__Action item__: The answer must consist of every line in the records that contains the word "changes".

[Items from a data source]

PR #246, opened 2021-04-30
Document that a reboot is required after switching

crawfxrd:
Switching graphics modes requires a reboot for changes to take effect as it modifies module loading rules that happen during early boot.

### DIFF
--- a/README.md
+++ b/README.md
@@ -4,6 +4,8 @@
 
 ## Graphics Modes
 
+A reboot is **required** for changes to take effect after switching modes.
+
 ### Integrated
 
 The integrated graphics controller on the Intel or AMD CPU is used exclusively.
--- a/src/client.rs
+++ b/src/client.rs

__Answer to this problem__:
Switching graphics modes requires a reboot for changes to take effect as it modifies module loading rules that happen during early boot.
+A reboot is **required** for changes to take effect after switching modes.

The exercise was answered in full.